= Beginning of Section =

PR #284, opened 2014-04-29
LIBCLOUD-545_Change create_image API call params from Reboot to NoReboot and negated set logic

ghost:
See excerpt from: http://docs.aws.amazon.com/AWSEC2/latest/APIReference/ApiReference-query-CreateImage.html

NoReboot
By default, this parameter is set to false, which means Amazon EC2 attempts to shut down the instance cleanly before image creation and then reboots the instance. When the parameter is set to true, Amazon EC2 doesn't shut down the instance before creating the image. When this option is used, file system integrity on the created image can't be guaranteed.

Type: Boolean

Default: false

Required: No


Kami:
Looks good. Merged into trunk. Thanks.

= End of Section =

EXERCISE:
Retype all of the listing exactly, leaving out no line.

FINISHED EXERCISE:
PR #284, opened 2014-04-29
LIBCLOUD-545_Change create_image API call params from Reboot to NoReboot and negated set logic

ghost:
See excerpt from: http://docs.aws.amazon.com/AWSEC2/latest/APIReference/ApiReference-query-CreateImage.html

NoReboot
By default, this parameter is set to false, which means Amazon EC2 attempts to shut down the instance cleanly before image creation and then reboots the instance. When the parameter is set to true, Amazon EC2 doesn't shut down the instance before creating the image. When this option is used, file system integrity on the created image can't be guaranteed.

Type: Boolean

Default: false

Required: No


Kami:
Looks good. Merged into trunk. Thanks.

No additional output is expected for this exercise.